REQUIRED WORK:
Within the data that follows, set down exactly the lines from the one containing "jstoobysmith: If not" through the one containing "jstoobysmith: you could", both ends included.
◆ ◆ ◆ ◆ ◆
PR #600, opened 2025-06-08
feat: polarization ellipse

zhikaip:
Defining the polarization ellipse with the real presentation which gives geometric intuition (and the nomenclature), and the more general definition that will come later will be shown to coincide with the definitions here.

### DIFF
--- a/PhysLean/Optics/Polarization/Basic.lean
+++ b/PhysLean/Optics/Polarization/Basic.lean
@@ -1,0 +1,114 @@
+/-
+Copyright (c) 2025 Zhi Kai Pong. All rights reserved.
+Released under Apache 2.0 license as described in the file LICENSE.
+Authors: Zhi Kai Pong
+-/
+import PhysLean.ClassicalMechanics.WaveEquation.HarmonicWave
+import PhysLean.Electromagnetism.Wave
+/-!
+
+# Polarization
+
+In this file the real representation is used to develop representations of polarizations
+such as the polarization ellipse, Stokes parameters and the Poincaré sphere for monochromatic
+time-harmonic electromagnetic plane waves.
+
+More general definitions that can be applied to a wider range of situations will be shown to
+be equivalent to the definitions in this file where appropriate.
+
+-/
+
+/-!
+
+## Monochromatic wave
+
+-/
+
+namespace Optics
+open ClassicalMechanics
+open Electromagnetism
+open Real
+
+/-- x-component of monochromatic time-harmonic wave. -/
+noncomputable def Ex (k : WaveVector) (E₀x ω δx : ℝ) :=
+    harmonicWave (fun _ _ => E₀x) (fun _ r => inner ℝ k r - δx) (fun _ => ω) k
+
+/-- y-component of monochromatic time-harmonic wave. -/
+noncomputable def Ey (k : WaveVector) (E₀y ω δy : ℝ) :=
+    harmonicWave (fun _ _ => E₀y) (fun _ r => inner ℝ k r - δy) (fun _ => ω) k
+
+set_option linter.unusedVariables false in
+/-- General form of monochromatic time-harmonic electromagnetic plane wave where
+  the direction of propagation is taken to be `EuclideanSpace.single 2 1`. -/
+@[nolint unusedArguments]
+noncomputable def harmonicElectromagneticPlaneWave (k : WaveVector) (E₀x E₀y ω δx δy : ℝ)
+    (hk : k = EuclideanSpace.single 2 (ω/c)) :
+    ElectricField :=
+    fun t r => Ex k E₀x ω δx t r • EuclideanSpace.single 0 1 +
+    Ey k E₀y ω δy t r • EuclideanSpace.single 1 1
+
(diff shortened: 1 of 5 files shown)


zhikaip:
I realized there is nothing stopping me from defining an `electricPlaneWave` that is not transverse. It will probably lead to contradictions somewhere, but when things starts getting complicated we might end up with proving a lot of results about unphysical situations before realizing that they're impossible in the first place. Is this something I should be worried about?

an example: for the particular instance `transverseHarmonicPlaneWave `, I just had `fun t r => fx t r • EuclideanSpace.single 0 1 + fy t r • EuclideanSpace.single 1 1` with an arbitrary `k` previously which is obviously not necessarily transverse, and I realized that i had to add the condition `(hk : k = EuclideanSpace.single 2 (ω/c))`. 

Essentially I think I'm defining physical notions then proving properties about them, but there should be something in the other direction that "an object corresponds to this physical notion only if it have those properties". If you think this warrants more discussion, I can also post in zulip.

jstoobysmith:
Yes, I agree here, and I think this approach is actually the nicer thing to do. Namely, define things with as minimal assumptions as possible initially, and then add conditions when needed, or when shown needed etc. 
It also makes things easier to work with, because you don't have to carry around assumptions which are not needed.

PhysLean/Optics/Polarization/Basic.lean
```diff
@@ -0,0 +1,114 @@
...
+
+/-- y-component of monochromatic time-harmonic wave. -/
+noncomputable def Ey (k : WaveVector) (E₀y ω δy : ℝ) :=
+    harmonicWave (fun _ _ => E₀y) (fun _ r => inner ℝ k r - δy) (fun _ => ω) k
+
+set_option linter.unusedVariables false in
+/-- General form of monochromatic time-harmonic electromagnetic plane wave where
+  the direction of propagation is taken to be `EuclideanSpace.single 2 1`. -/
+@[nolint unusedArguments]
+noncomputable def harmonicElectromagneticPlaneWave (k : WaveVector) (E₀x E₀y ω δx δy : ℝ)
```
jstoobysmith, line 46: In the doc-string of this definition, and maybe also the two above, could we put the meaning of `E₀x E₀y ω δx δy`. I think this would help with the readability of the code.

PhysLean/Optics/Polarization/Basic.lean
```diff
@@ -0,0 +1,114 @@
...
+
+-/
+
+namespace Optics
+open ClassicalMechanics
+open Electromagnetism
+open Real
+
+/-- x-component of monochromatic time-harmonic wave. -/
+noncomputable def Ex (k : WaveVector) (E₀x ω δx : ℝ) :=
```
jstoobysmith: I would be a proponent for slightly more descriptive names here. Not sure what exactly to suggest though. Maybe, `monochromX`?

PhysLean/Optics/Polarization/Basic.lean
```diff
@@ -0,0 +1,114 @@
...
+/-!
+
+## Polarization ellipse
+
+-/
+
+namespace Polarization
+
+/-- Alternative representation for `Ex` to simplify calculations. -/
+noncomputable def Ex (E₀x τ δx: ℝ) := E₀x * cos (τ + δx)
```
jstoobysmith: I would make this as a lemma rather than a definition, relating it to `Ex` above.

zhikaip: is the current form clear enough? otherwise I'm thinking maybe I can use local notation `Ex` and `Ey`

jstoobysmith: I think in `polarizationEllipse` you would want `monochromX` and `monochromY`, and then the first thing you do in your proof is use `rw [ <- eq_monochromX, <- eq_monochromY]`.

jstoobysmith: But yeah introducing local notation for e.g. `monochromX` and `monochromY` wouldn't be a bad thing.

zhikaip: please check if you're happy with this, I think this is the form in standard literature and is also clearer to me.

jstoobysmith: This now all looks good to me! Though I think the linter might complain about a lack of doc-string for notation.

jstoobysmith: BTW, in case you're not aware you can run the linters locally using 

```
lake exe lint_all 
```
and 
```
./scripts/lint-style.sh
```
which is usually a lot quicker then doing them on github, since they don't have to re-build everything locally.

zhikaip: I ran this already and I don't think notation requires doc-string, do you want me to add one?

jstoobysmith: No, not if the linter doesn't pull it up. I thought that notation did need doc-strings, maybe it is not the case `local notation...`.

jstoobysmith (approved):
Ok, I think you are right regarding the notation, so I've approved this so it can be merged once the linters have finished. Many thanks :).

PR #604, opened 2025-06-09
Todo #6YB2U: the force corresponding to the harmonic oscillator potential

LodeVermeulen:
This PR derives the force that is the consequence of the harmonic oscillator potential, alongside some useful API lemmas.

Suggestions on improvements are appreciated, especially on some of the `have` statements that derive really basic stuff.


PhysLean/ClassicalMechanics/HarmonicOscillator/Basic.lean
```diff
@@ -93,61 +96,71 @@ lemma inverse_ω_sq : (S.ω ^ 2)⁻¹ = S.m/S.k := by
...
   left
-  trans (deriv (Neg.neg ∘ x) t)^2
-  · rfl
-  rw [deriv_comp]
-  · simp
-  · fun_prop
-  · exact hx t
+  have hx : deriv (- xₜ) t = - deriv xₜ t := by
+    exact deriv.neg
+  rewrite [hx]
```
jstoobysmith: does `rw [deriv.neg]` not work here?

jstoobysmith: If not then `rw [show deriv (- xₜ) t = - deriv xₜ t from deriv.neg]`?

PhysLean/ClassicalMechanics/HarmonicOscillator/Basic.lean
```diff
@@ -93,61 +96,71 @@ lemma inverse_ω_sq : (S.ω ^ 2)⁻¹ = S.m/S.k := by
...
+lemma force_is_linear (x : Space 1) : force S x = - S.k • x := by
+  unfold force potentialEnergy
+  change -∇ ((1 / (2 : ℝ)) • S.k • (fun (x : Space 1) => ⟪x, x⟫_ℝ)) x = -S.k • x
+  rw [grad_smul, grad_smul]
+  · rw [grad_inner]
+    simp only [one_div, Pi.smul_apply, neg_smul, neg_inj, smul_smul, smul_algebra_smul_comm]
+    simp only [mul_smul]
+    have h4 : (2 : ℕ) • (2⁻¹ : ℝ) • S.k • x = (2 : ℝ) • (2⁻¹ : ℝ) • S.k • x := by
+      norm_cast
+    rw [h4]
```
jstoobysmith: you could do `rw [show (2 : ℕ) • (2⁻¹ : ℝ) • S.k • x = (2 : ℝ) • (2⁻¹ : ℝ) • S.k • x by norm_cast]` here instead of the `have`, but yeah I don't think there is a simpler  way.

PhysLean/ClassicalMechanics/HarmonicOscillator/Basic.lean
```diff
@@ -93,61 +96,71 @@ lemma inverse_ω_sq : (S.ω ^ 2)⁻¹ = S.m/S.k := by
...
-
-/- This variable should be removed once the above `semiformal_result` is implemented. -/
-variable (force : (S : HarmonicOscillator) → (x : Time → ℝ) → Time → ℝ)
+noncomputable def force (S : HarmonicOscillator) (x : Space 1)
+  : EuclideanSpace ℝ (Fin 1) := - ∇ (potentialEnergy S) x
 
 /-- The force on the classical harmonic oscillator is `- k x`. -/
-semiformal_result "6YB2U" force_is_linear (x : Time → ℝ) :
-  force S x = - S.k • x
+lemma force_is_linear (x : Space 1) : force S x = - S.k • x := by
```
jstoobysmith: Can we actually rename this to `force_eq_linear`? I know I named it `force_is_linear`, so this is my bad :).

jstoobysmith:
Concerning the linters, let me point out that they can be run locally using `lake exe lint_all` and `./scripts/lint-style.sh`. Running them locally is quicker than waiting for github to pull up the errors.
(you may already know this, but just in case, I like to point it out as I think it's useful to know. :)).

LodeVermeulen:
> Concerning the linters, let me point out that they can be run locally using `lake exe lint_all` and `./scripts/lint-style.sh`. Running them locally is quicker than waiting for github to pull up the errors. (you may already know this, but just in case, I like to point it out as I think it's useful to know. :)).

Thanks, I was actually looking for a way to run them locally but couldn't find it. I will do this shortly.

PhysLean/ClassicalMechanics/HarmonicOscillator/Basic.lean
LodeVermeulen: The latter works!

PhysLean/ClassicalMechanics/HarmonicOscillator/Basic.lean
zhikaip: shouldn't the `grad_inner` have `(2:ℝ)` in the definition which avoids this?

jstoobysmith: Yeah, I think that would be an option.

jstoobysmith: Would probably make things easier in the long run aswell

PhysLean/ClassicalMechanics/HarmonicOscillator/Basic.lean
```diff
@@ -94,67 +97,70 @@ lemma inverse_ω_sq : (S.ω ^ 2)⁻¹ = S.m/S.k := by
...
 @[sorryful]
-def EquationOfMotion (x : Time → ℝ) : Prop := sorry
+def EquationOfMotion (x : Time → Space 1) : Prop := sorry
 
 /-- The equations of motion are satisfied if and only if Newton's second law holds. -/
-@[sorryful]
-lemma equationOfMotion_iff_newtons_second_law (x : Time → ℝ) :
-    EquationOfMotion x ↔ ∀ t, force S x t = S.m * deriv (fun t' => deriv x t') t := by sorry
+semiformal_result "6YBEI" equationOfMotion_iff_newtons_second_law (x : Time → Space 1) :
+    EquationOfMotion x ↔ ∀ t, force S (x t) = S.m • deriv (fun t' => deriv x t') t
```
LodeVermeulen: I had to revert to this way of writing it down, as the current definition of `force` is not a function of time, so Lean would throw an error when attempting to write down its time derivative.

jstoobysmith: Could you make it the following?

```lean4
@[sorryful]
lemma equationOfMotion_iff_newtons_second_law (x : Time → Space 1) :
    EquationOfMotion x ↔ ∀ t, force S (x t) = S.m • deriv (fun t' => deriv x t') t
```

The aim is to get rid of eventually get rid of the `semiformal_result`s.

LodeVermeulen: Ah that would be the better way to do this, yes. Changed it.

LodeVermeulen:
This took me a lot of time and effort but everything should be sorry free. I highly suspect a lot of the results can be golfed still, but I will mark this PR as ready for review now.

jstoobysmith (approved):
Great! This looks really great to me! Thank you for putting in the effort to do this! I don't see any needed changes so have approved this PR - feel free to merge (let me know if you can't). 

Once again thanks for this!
◆ ◆ ◆ ◆ ◆
EXERCISE OUTPUT:
jstoobysmith: If not then `rw [show deriv (- xₜ) t = - deriv xₜ t from deriv.neg]`?

PhysLean/ClassicalMechanics/HarmonicOscillator/Basic.lean
```diff
@@ -93,61 +96,71 @@ lemma inverse_ω_sq : (S.ω ^ 2)⁻¹ = S.m/S.k := by
...
+lemma force_is_linear (x : Space 1) : force S x = - S.k • x := by
+  unfold force potentialEnergy
+  change -∇ ((1 / (2 : ℝ)) • S.k • (fun (x : Space 1) => ⟪x, x⟫_ℝ)) x = -S.k • x
+  rw [grad_smul, grad_smul]
+  · rw [grad_inner]
+    simp only [one_div, Pi.smul_apply, neg_smul, neg_inj, smul_smul, smul_algebra_smul_comm]
+    simp only [mul_smul]
+    have h4 : (2 : ℕ) • (2⁻¹ : ℝ) • S.k • x = (2 : ℝ) • (2⁻¹ : ℝ) • S.k • x := by
+      norm_cast
+    rw [h4]
```
jstoobysmith: you could do `rw [show (2 : ℕ) • (2⁻¹ : ℝ) • S.k • x = (2 : ℝ) • (2⁻¹ : ℝ) • S.k • x by norm_cast]` here instead of the `have`, but yeah I don't think there is a simpler  way.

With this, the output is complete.